PR #109, opened 2020-07-11
Fix docker installation issues do to install trtools improperly

LiterallyUniqueLogin:
I've checked, the docker file builds. There's no testing around this, right? And we don't distribute the dockerfile, right? So there's no rush to merge this to master.


gymreklab:
I prefer this: #111 since we may want to modify to pull other branches which wont be available on conda or pip

PR #110, opened 2020-07-11
StatSTR fixes and entropy statistic

LiterallyUniqueLogin:
Implement entropy statistic. I want a statistic that measures locus complexity like heterozygosity for some looks at the UKB data, but I believe this is a better one. Please read what I say about it in the docs, see if you are okay with the wording.

General cleaning up of statSTR docs. Be explicit about what happens in nocall situations (it was confusing seeing example files in them where the only row's output was '.' - it made me question whether I understood the output format correctly) Unfortunately github's diff shows me rewriting everything, but most lines its just a few word changes. Space examples out for better readthedocs viewing.

I also moved function types from comments to python type hints in a few places - they're equally clear to the readthedocs, but better for IDE tooling that I'm using (it lets me look up function definitions automatically, for instance)


gymreklab:
I would remove all of the justification of the entropy metric in the docs (the stuff in parentheses). It's arguable if it's a better metric than heterozygosity, which has a meaning more directly tied to popgen theory. But in any case, in the description of the options is not the place to argue which is better, but simply to say what it is just like we do for other metrics.

I won't change the syntax of the function definitions. But it was confusing to me here and elsewhere since I hadn't seen that used before and since we use it on some functions but not others throughout TRTools. We also advertise that we use numpy docstrings, which I like and want to keep, and these no longer conform to that.

Otherwise looks good thanks for adding.

LiterallyUniqueLogin:
I've removed the comparison between entropy and heterozygosity, but still kept some explanation because I do not expect most users to understand this option without an explanation.

Type hints are a [standardized](https://www.python.org/dev/peps/pep-0484/), if optional, python function syntax. And specifying types is optional in numpy docs, so we still conform. I'd like do this in the entire package, but that takes time I don't want to put in right now, so I've been doing it bit by bit.

gymreklab:
Ok, if Guido's on board then I guess I'll take it. merging

PR #111, opened 2020-07-11
upgrading docker to ubuntu 20.04

gymreklab:
Upgrading Docker to use Ubuntu 20.04, which has python 3.8


LiterallyUniqueLogin:
Assuming you've checked that this builds, it looks good.

PR #116, opened 2020-07-29
Trying to fix set is not ordered errors from Travis runs

LiterallyUniqueLogin:
Errors are found in [this](https://travis-ci.org/github/gymreklab/TRTools/builds/713077113) travis build which was caused by merging a few bugfixes from master into develop (not sure how, maybe updating the dockerfile? Does travis even use that file?)


LiterallyUniqueLogin:
I wasn't able to reproduce this locally (here's some specific version of Pandas that caused the issue and I couldn't figure out the version) so I didn't add any new tests around this, but it's now passing.

PR #121, opened 2020-08-06
Because of a change a while back, the tools can no longer be run as s…

LiterallyUniqueLogin:
…tandalone scripts, they must be installed locally. Update the docs and tools to reflect that.

I moved Contact Us to above Contributing because Contributing is getting really big and doesn't apply to most people, so people reading from top to bottom might stop reading there.

I didn't change any wording in the  `#. Document your changes.` section, I just indented things by an extra space as I've realized is proper and deleted an extraneous empty line. But the PR diff doesn't seem to understand that.


LiterallyUniqueLogin:
The code coverage is failing here because I deleted a few lines of code, not because I added any untested code.

nmmsv (approved):
I tested locally and the changes look good to me! thanks!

★ ★ ★ ★ ★ ★ ★

(What the task asks)
Reproduce each line of the records in which the word "https" appears.

(Task solution)
Type hints are a [standardized](https://www.python.org/dev/peps/pep-0484/), if optional, python function syntax. And specifying types is optional in numpy docs, so we still conform. I'd like do this in the entire package, but that takes time I don't want to put in right now, so I've been doing it bit by bit.
Errors are found in [this](https://travis-ci.org/github/gymreklab/TRTools/builds/713077113) travis build which was caused by merging a few bugfixes from master into develop (not sure how, maybe updating the dockerfile? Does travis even use that file?)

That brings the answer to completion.